= INSTRUCTIONS TO FOLLOW =
The records sit below. Return every line in them that holds the word "install".

(Collected data)
____
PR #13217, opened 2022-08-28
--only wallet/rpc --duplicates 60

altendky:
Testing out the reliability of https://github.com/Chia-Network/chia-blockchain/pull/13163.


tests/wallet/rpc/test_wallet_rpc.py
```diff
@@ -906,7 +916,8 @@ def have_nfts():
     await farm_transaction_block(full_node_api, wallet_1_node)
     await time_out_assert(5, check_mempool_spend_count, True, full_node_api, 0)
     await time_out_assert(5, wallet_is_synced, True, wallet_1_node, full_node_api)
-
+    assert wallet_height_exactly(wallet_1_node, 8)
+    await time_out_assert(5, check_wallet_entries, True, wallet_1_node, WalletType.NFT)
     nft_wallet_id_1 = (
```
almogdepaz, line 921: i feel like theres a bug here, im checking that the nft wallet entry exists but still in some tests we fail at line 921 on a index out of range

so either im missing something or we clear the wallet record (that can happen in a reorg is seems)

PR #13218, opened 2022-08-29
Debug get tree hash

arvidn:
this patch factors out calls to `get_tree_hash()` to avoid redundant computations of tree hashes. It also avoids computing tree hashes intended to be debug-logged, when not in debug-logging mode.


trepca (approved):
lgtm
____
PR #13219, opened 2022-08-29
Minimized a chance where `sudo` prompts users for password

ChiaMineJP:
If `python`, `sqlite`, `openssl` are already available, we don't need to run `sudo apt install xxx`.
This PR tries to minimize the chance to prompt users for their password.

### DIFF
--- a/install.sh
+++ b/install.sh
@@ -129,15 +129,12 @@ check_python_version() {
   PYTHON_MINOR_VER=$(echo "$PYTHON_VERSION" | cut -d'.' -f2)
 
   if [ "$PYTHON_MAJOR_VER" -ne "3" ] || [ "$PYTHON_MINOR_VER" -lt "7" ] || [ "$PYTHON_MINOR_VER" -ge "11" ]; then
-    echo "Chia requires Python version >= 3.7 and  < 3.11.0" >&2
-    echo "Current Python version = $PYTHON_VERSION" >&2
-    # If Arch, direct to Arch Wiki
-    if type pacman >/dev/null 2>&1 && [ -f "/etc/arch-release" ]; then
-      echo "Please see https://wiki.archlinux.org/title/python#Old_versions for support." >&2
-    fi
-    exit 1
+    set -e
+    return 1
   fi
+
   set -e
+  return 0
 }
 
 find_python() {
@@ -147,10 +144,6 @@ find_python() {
____
= TASK SOLUTION =
If `python`, `sqlite`, `openssl` are already available, we don't need to run `sudo apt install xxx`.
--- a/install.sh
+++ b/install.sh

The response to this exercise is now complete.